• **Description of the task**:
Line by line, retype the material below exactly, from its first line up to and including the one holding "I found myself".

• **Data listing**:
• • • •
PR #772, opened 2016-01-17
Add goto-definition function with grep fallback

el-ethan:
I found myself always calling `elpy-goto-definition`, and if it failed calling `elpy-rgrep-symbol` on the same symbol. To speed this process up a little bit, I wrote my own function that will try to run `elpy-goto-definition`, but will run `elpy-rgrep-symbol` on the symbol at point if the former function fails to find the definition. 

I am not sure if this belongs in Elpy, but it has been very useful for me, so I figured a pull request wouldn't hurt. I have bound it to `M-.`, but I didn't want to make that decision for the user, so I didn't add a default binding. Also, I am VERY new to elisp, so I would appreciate any feedback if something here is done in a problematic or non-idiomatic way. Thank you!

### DIFF
--- a/elpy.el
+++ b/elpy.el
@@ -1647,6 +1647,16 @@ with a prefix argument)."
         (elpy-goto-location (car location) (cadr location))
       (error "No definition found"))))
 
+(defun elpy-goto-definition-or-rgrep ()
+  "Go to the definition of the symbol at point, if found. Otherwise, run `elpy-rgrep-symbol'.
+
+This first tries `elpy-goto-definition' on the symbol. If it fails to find the definition
+it passes the symbol, wrapped in a regexp for class/function definitions, off to `elpy-rgrep-symbol'"
+    (interactive)
+    (condition-case nil (elpy-goto-definition)
+        (error (elpy-rgrep-symbol
+                   (concat "\\(def\\|class\\)\s" (thing-at-point 'symbol) "(")))))
+
 (defun elpy-goto-location (filename offset)
   "Show FILENAME at OFFSET to the user."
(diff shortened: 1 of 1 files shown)


jorgenschaefer:
Hello, and thanks for the code!

I'm not sure if this is generally useful enough to have around, but it sure might be useful to some people! What do you think about adding this to the wiki instead, as user customization?

el-ethan:
That makes sense. Could you direct me to where it should go? I assume you are talking about this wiki: 
https://github.com/jorgenschaefer/elpy/wiki 
but I didn't see any section for user customization. Thank you!

jorgenschaefer:
There are some config snippets in the [FAQ](https://github.com/jorgenschaefer/elpy/wiki/FAQ), but you can also create a new file with a link from the main page. Maybe `Customizations` or `Contributions`?

el-ethan:
OK, I have my entry for the wiki ready. What is the workflow for contributing to the wiki? Should I just edit it directly through github, or should I fork, and make a pull request?

ChillarAnand:
You can  edit wiki directly.
May be create `Customizations` page and add your entry?

https://github.com/jorgenschaefer/elpy/wiki/_new

jorgenschaefer:
> What is the workflow for contributing to the wiki? Should I just edit it directly through github

Yes please, just edit it – if you create a new page, don't forget to link to it from the main page!

Thank you!

el-ethan:
OK, wiki page is done!

jorgenschaefer:
Thank you very much!  :-)

PR #773, opened 2016-01-17
Added elpy-goto-definition-other-window

### LINKED ISSUE #767: Add elpy-goto-definition-other-window
Hi, It would be really helpful to have analogue to `elpy-goto-definition` which would open definition in another window to read code side-by-side. For now one have to go to definition, then open another window, switch to it and then switch back to the initial buffer.

ChillarAnand:
closes #767

### DIFF
--- a/elpy.el
+++ b/elpy.el
@@ -362,6 +362,7 @@ edited instead. Setting this variable to nil disables this feature."
     (define-key map (kbd "<M-right>") 'elpy-nav-indent-shift-right)
 
     (define-key map (kbd "M-.")     'elpy-goto-definition)
+    (define-key map (kbd "C-x 4 M-.")     'elpy-goto-definition-other-window)
     (define-key map (kbd "M-TAB")   'elpy-company-backend)
 
     map)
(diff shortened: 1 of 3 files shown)


jorgenschaefer:
Thanks for the contribution!

This makes it difficult to bind a key to the version that opens the location in another window. I think a separate command would be a better idea. As Emacs generally uses the `C-x 4` prefix, maybe `C-x 4 M-.` would be a good binding.

Also, can you write a test that actually tests this behavior? :-)

ChillarAnand:
```
(defun elpy-shell-switch-to-shell ()
  "Switch to inferior Python process buffer."
  (interactive)
  (pop-to-buffer (process-buffer (elpy-shell-get-or-create-process))))
```
Here `pop-to-buffer` is opening buffer in other window.

But when i try `(pop-to-buffer buffer)`, it is not opening buffer in some other window.
If I use `(pop-to-buffer buffer t)`, it is opening in other window but current buffer is getting switched to `buffer`.
Don't know what am i missing.

jorgenschaefer:
I'm not sure what the problem is, specifically. Could you say a bit more about exactly what you are doing, what you expect to happen, and what is happening instead?

ChillarAnand:
```
(defun foo (filename offset)
  (ring-insert find-tag-marker-ring (point-marker))
  (pop-to-buffer (find-file filename))
  (goto-char (1+ offset))
  (recenter 0))
```

When i evaluate `(foo bar baz)`

i expected



but this happened instead

jorgenschaefer:
`find-file` switches to the buffer of the file it opens – try using `find-file-noselect` instead?

ChillarAnand:
Ah, thank you, its  working  :-)

ChillarAnand:
Done!

jorgenschaefer:
Excellent, thank you! This looks good, could you squash the commits into one? I'll merge it then.

ChillarAnand:
Done!

jorgenschaefer:
Thank you very much for your contribution (all of them, actually, you are awesome!) :-)

maximvl:
Thanks!

Issue #771, opened 2016-01-17
Return correct form of Super() depending on Python version


gopar:
So in Python2 when you use `super`, it would be used like the following:
```python
super(ClassName, self).some_method()
```

But in Python3 you can simply do:
```python
super().some_method()
```
Well that's as far as I've seen. If I'm wrong feel free to correct me and close the issue.

But anyways, I modified the [func](https://github.com/jorgenschaefer/elpy/blob/fd1716883c36208078df30a578ff32b872751969/snippets/python-mode/.yas-setup.el#L49) responsible for helping the yas-snippet. Forgive my emacs lisp fu, but this is the general idea and it seems to work for me.
```lisp
(defun elpy-snippet-super-form ()
  "Return (Class, first-arg).method" 
  (let* ((defun-info (elpy-snippet-current-method-and-args))
         (class (nth 0 defun-info))
         (method (nth 1 defun-info))
         (args (nth 2 defun-info))
         (first-arg (nth 0 args))
         ;; Get the python version that is given when you run "python -v" in terminal. Either 2 or 3
         (py-version-num (substring (nth 1 (split-string (shell-command-to-string (concat elpy-rpc-python-command " -V")))) 0 1)))
    (if (string-match py-version-num "2")
        (format "(%s, %s).%s" class first-arg method)
      (format "().%s" method))))
```
If this seems like a good idea, maybe we could create a PR for it? Well let me know. Thanks for the work guys :)

jorgenschaefer:
Sounds good to me, thanks for the suggestion!

Would it be worthwhile to add an RPC call to Elpy to get the Python version for this?

gopar:
@jorgenschaefer not sure if I'm the right person to be asking :p 

Would you want a func just for getting the py version and then calling it into the other one? like this:

```lisp
(defun elpy-get-python-version ()
    "Return the python version"
  (nth 1 (split-string (shell-command-to-string (concat elpy-rpc-python-command " -V")))))

(defun elpy-snippet-super-form ()
  "Return (Class, first-arg).method" 
  (let* ((defun-info (elpy-snippet-current-method-and-args))
         (class (nth 0 defun-info))
         (method (nth 1 defun-info))
         (args (nth 2 defun-info))
         (first-arg (nth 0 args))
         (py-version-num (substring (elpy-get-python-version) 0 1)))
    (if (string-match py-version-num "2")
        (format "(%s, %s).%s" class first-arg method)
      (format "().%s" method))))
```

[...]

PR #778, opened 2016-01-20
Return correct form of "super" depending on Python version

gopar:
Previously when using the yasnippet "super", it will always return
"(class, arg).method" which was the Py2 way of doing it. In Py3, you
could simply do "().method" and Python will understand.

Solves #771


jorgenschaefer:
Thank you very much for your contribution! :-)

PR #823, opened 2016-03-07
Update documentation for moving by indentation

### LINKED ISSUE #753: Document usage of elpy-nav-forward-block etc. better
So I'm wondering why `elpy-nav-forward-block` does not fallback to forward-paragraph? 

It's very frustrating when I want to "scroll" through my file, but I get stuck.

I understand that it is was probably a choice, but perhaps it would make sense to fall back?

If people would like it, I could add the feature.

ChillarAnand:
closes #753


jorgenschaefer:
Thank you!

PR #825, opened 2016-03-11
elpy.el: fix compiler warning

stsquad:
When compiling elpy.el the byte compilers complains that insert-file is
intended for interactive use and insert-file-contents should be used
instead. As the function seems to have existed forever it seems pretty
safe to use.


jorgenschaefer:
Thank you very much! :-)

PR #836, opened 2016-03-17
Use "python -m pip" to install python modules instead of "pip".

xuhdev:
Currently "pip" is used to install missing modules in "elpy-config".
However, this may call the wrong version of pip, e.g. python3 often has
a pip executable "pip3" instead of "pip". This commit uses "python -m
pip" to call pip instead of the pip executable.

### DIFF
--- a/elpy.el
+++ b/elpy.el
@@ -1130,9 +1130,10 @@ PyPI, or nil if that's VERSION."
                         ""))
 
          (command (cond
-                   ((executable-find "pip")
-                    (format "pip install %s%s%s"
-                            user-option upgrade-option python-package))
+                    ((= (call-process elpy-rpc-python-command
+                          nil nil nil "-m" "pip" "--help") 0)
+                      (format "%s -m pip install %s%s%s" elpy-rpc-python-command
+                        user-option upgrade-option python-package))
                    ((executable-find "easy_install")
                     (format "easy_install %s%s"
                             user-option python-package))
--- a/test/elpy-insert--pip-button-value-create-test.el
+++ b/test/elpy-insert--pip-button-value-create-test.el
@@ -12,8 +12,11 @@
     (mletf* ((executable-find
               (command)
               (cond
-                ((equal command "pip") t)
                 ((equal command "easy_install") t)))
+             (call-process
+              (program &optional infile destination display &rest args)
+               (when (and (equal program "python") (equal args '("-m" "pip"))))
+               0)
              (widget (widget-create 'elpy-insert--pip-button "test-module")))
       (should (string-match "pip" (widget-get widget :command)))
       (should (string-match "pip" (buffer-string))))))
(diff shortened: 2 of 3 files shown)


xuhdev:
It looks like the cause of the test failure is not this PR...

jorgenschaefer:
Yup. Looks like importmagic 1.7 is not compatible with Python 2.6 anymore – which is a reason as good as any to drop that compatibility as well. Feel free to remove (in a separate commit) the relevant line from `.travis.yml`.

Regarding your change, the ability to use `python -m pip` was only added around pip 6.1 I believe. At least Debian stable still ships with pip 1.5.6. Will this change really reduce problems more than it will cause them?

xuhdev:
I don't think this feature is new in pip 6.1---I'm using Debian Jessie right now (pip 1.5.6), and this feature works.

jorgenschaefer:
Ah. You are right, sorry. This is a problem of Python 2.6 which does not support `__main__.py`. And if we drop Python 2.6 support, that's not a problem. Your change sounds good to me.

elpy.el
```diff
@@ -1130,9 +1130,11 @@ PyPI, or nil if that's VERSION."
...
 
          (command (cond
-                   ((executable-find "pip")
-                    (format "pip install %s%s%s"
-                            user-option upgrade-option python-package))
+                    ((= (call-process elpy-rpc-python-command
+                          nil nil nil "-m" "pip" "--help") 0)
+                     (concat elpy-rpc-python-command
+                       (format " -m pip install %s%s%s"
+                               user-option upgrade-option python-package)))
```
jorgenschaefer: This should be `(format "%s -m pip install %s%s%s" elpy-rpc-python-command user-option ...)`

test/elpy-insert--pip-button-value-create-test.el
```diff
@@ -12,8 +12,10 @@
...
               (command)
               (cond
-                ((equal command "pip") t)
                 ((equal command "easy_install") t)))
+             (call-process
+              (program &optional infile destination display &rest args)
+               0)
              (widget (widget-create 'elpy-insert--pip-button "test-module")))
       (should (string-match "pip" (widget-get widget :command)))
       (should (string-match "pip" (buffer-string))))))
```
jorgenschaefer: This should probably check for `"python -m pip"`, no?

xuhdev: It looks unecessary to do so, ss there is only one call to call-process..

jorgenschaefer: I do not understand that argument. Why is it unnecessary to test whether the code actually calls the command you want it to call? The whole point of this patch is to change from "pip" to "python -m pip", no?

xuhdev:
@jorgenschaefer I've made the changes. Can you review it again? Thanks!

jorgenschaefer:
It seems we miscommunicated there. Don't worry, looks good to me, I'll clean it up. :-)

test/elpy-insert--pip-button-value-create-test.el
```diff
@@ -12,8 +12,11 @@
     (mletf* ((executable-find
               (command)
               (cond
-                ((equal command "pip") t)
                 ((equal command "easy_install") t)))
+             (call-process
+              (program &optional infile destination display &rest args)
+               (when (and (equal program "python") (equal args '("-m" "pip"))))
```
xuhdev: Oops, I forgot there is one more `--help` argument here... Could you add it, since it's already merged?

xuhdev: Seems that you have removed this line, never mind.

jorgenschaefer: Yes – that check is not doing anything, whether it works or not. The `should` statement should make sure that we use `python -m pip` now, not just `pip`. That's what I added now, too. :-)

PR #865, opened 2016-04-12
Enable highlight-indentation-current-column-mode in the highlight-indentation module

xuhdev:


jorgenschaefer:
Hello and thank you for the contribution!

I can totally see how this mode can come in handy. Seeing related code, especially in slightly longer functions, is very helpful. Sadly, I found the highlighting of the current column to be confusing more often than helpful – it seems to jump around a lot while moving, which distracts me from actually keeping focused on the piece of code I'm reading. And long pieces of code indented deeply where this would show its best benefit actually should be refactored.

So, considering how distracting I found it, and how easy it is to enable for those who like it (or when they want it), I think I'd rather not enable it by default. Sorry.

PR #892, opened 2016-05-26
Set python-check-command correctly

### LINKED ISSUE #790: Set python-check-command correctly even if flake8 is not installed on Emacs startup
`elpy-module-flymake` only sets `python-check-command` to `"flake8"` when flake8 is actually in the path during Emacs startup, which is not the case if flake8 is installed only in virtualenvs and not available on Emacs start.

Elpy should be smarter than that.

See #789 for a discussion.

ChillarAnand:
closes #790

### DIFF
--- a/elpy.el
+++ b/elpy.el
@@ -340,6 +340,11 @@ edited instead. Setting this variable to nil disables this feature."
   :type 'boolean
   :group 'elpy)
 
+(defcustom elpy-syntax-check-command "flake8"
+  "The command to use for `elpy-check'."
+  :type 'string
+  :group 'elpy)
+
 ;;;;;;;;;;;;;
 ;;; Elpy Mode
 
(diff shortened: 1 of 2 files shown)


jorgenschaefer:
Hm. No, I don't think using the flymake module like that is the right approach. Users might have disabled the module.

I think the right thing to do here is to have a separate Elpy setting for the check command that users can override. Make it default to "flake8", and set `python-check-command` to that during `elpy-enable`.

ChillarAnand:
Ah, I see. Updated it.

jorgenschaefer:
Thank you!

Do you think using that as the package name is a good idea? Someone could set it to e.g. `/foo/bar/baz/bin/flake8` instead, and that would break the `elpy-config` display.

ChillarAnand:
I was thinking, if user sets `pylint` and activates a venv where it is not available, that pip button might help.

I haven't thought of setting pylint as `/foo/pylint`. Added a test case for it.

jorgenschaefer:
Looks good to me. Let me know if you think this can be merged. :-)

ChillarAnand:
Looks good to me too :-)

jorgenschaefer:
Thank you!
• • • •
• **Your response**:
PR #772, opened 2016-01-17
Add goto-definition function with grep fallback

el-ethan:
I found myself always calling `elpy-goto-definition`, and if it failed calling `elpy-rgrep-symbol` on the same symbol. To speed this process up a little bit, I wrote my own function that will try to run `elpy-goto-definition`, but will run `elpy-rgrep-symbol` on the symbol at point if the former function fails to find the definition. 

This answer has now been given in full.